Пыль. Часть II. гл.10

14 июля 2012 — Юрий Леж

***

«Стой, кто идет?»

Паренек прогуливающийся по нейтралке со старым, обшарпанным симоновским штурмгевером в руках был совсем молоденьким, зеленым. «Небось, войну никаким боком не зацепил, – подумал Часовщик, продвигаясь привычным маршрутом прямо на солдатика. – Брат старший и тот к концу из школьного возраста не вышел. А отец, видать, погиб где-то, мать дома теперь одна, ждет сына… а он – вот тут, по нейтралке гуляет…» На патрулирование между двумя оградами из колючей проволоки в четыре кола наряжали обычно «молодых», тех, кто только-только начинал служить. Старшие уютно устраивались на вышках, в теплых тулупах, с запрещенными уставом сигаретками, при пулеметах. А молодые топтали ноги по мокрому снегу.

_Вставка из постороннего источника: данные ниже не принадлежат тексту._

PR #1612, opened 2024-03-13
nfd-master: mark the -crd-controller flag as deprecated

marquiz:
Plan the removal of the -crd-controller flag along with the gRPC API. This flag does not make much sense after that as all communication with nfd-worker is based on CRDs - with the CRD controller disabled nfd-master is virtually a functionless stub.


ArangoGutierrez (approved):
/lgtm

Issue #1614, opened 2024-03-14
NFD Master memory leak


tatodorov:
**What happened**:
Node Feature Discovery Master continuously utilizes more memory and never release it.
I am running NVIDIA GPU Operator 23.9.2 and Node Feature Discovery 0.14.4 on Kubernetes 1.24.6.
Over a period of 1 hour I observe how the NFD master reaches 2 GB of memory.
I had to set a memory limit, since couple of times it exhausted the entire memory of the host.
Also, I configured NFD GC to run garbage collection every minute.
However, this didn't lead to release of memory.
Currently, I removed the GPU Operator, NFD Workers and NFD GC.
The memory usage of NFD Master keeps increasing.
Every minute, I can see the following in NFD Master's log:
```bash
I0314 12:21:30.594297       1 nfd-master.go:280] "reloading configuration"
I0314 12:21:30.594616       1 nfd-master.go:1214] "configuration file parsed" path="/etc/kubernetes/node-feature-discovery/nfd-master.conf"
I0314 12:21:30.594887       1 nfd-master.go:1274] "configuration successfully updated" configuration=<
        DenyLabelNs: {}
        EnableTaints: false
        ExtraLabelNs:
          nvidia.com: {}
        Klog: {}
        LabelWhiteList: {}
        LeaderElection:
          LeaseDuration:
            Duration: 15000000000
          RenewDeadline:
            Duration: 10000000000
          RetryPeriod:
            Duration: 2000000000
        NfdApiParallelism: 10
        NoPublish: false
        ResourceLabels: {}
        ResyncPeriod:
          Duration: 3600000000000
 >
I0314 12:21:30.594905       1 nfd-master.go:287] "stopping the nfd api controller"
I0314 12:21:30.594915       1 nfd-master.go:1338] "starting the nfd api controller"
I0314 12:21:30.595201       1 node-updater-pool.go:106] "stopping the NFD master node updater pool"
I0314 12:21:30.596167       1 node-updater-pool.go:81] "starting the NFD master node updater pool" parallelism=10
I0314 12:21:31.931613       1 nfd-master.go:694] "will process all nodes in the cluster"
```

This is the content of the ConfigMap mounted to NFD Master:
```bash
data:
  nfd-master.conf: |-
    extraLabelNs:
    - nvidia.com
```

**What you expected to happen**:
NFD Master to have a steady memory usage.

**How to reproduce it (as minimally and precisely as possible)**:

[...]

PR #1615, opened 2024-03-14
nfd-master: fix memory leak in nfd api-controller

marquiz:
Fixes a memory leak that happened when stopping (and then re-starting) the nfd api controller. The stop channel was not used properly which caused the underlying informer to keep on running.


marquiz:
Refs #1614 

/assign @ArangoGutierrez 
/cherry-pick release-0.15
/cherry-pick release-0.14

ArangoGutierrez (approved):
/lgtm

PR #1620, opened 2024-03-14
Use close to signal stop channedl in worker and topology-updater

ArangoGutierrez:
The stop channel was not being closed properly


marquiz (approved):
Thanks @ArangoGutierrez. Very good simplification (and robustification) of the code 👍
/lgtm

marquiz:
/retitle Use close to signal stop channedl in worker and topology-updater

– Чего орешь-то? – спросил Часовщик, приблизившись. – Не узнал что ли?

– Как не узнать? Узнал, конечно, – отозвался совсем не по Уставу охранник. – Только положено так – окликать. В армии, небось, служим…

– Ну, служи-служи, – буркнул Часовщик. – Открывай калитку, мне на дежурство пора. Сегодня пароль – Корсика.

Часовщик подозревал, что назначающий пароли лагерный кум на самом деле не просто любит и уважает географию, а вспоминает те места, в которых он побывал за время своей беспокойной службы. Вспоминает и – называет, назначая паролем, то Милан, то Черногорию, то Бухарест… Сегодня пришел черед Корсики.

«А что ж, почему это нашим разведчикам в войну, а то и после, не побывать на острове Наполеона? – подумал Часовщик. – Чего уж там такого для них интересного не знаю, но…»

Закинув на плечо штурмгевер, охранник завозился с несложным, но капризным замком на небольшой калиточке, выводящей протоптанную от бараков тропинку на ту сторону колючки, вроде бы, как на волю, а на самом-то деле просто на продолжение зоны. Ближайшие от «Белых ключей» пятьдесят километров давным-давно были объявлены особой территорией, и даже промышленный городок на самой границе этой территории перевели на военное положение. Появление там любого нового человека без отметки в военной комендатуре приравнивалось к чрезвычайному происшествию… со всеми вытекающими отсюда последствиями.

– А правда, гражданин хороший, что вы любые часы починяете? – полюбопытствовал охранник через плечо.

По молодости лет, по неопытности он еще не знал, как надо бы разговаривать с охраняемыми заключенными, да и не ощущал особой разницы между «бычком» Семой Рыбиным по прозвищу Сом, любителем подраться и побузить, из третьего барака и «смотрящим» авторитетом, которым и был Часовщик-Чехонин.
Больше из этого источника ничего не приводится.